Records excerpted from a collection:
>>>

PR #498, opened 2023-04-11
Added tiny examples to every function

namsaraeva:
Added examples to some functions

### DIFF
--- a/ehrapy/io/_write.py
+++ b/ehrapy/io/_write.py
@@ -35,7 +35,7 @@ def write(
 
             import ehrapy as ep
 
-            adata = eh.data.mimic_2(encode=True)
+            adata = ep.dt.mimic_2(encoded=True)
             ep.io.write("mimic_2.h5ad", adata)
     """
     filename = Path(filename)  # allow passing strings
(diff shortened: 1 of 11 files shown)


ehrapy/io/_write.py
```diff
@@ -59,7 +59,7 @@ def write(
     else:
         # dummy encoding when there is non numerical data in X
         if not np.issubdtype(adata.X.dtype, np.number) and extension == "h5ad":
-            # flag to indicate an Anndata object has been dummy encoded to write it to .h5ad file
+            # flag to indicate an anndata object has been dummy encoded to write it to .h5ad file
```
Zethson, line 62: Why this?

Zethson (commented):
Almost there! Great and you also fixed a few old docstrings

ehrapy/io/_write.py
namsaraeva: Oh, was not really intended. We can rollback

Zethson: yes pls

then merge it :)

<<<

WHAT THE EXERCISE ASKS - Every record above is to be transcribed exactly as written.

RESPONSE -
PR #498, opened 2023-04-11
Added tiny examples to every function

namsaraeva:
Added examples to some functions

### DIFF
--- a/ehrapy/io/_write.py
+++ b/ehrapy/io/_write.py
@@ -35,7 +35,7 @@ def write(
 
             import ehrapy as ep
 
-            adata = eh.data.mimic_2(encode=True)
+            adata = ep.dt.mimic_2(encoded=True)
             ep.io.write("mimic_2.h5ad", adata)
     """
     filename = Path(filename)  # allow passing strings
(diff shortened: 1 of 11 files shown)


ehrapy/io/_write.py
```diff
@@ -59,7 +59,7 @@ def write(
     else:
         # dummy encoding when there is non numerical data in X
         if not np.issubdtype(adata.X.dtype, np.number) and extension == "h5ad":
-            # flag to indicate an Anndata object has been dummy encoded to write it to .h5ad file
+            # flag to indicate an anndata object has been dummy encoded to write it to .h5ad file
```
Zethson, line 62: Why this?

Zethson (commented):
Almost there! Great and you also fixed a few old docstrings

ehrapy/io/_write.py
namsaraeva: Oh, was not really intended. We can rollback

Zethson: yes pls

then merge it :)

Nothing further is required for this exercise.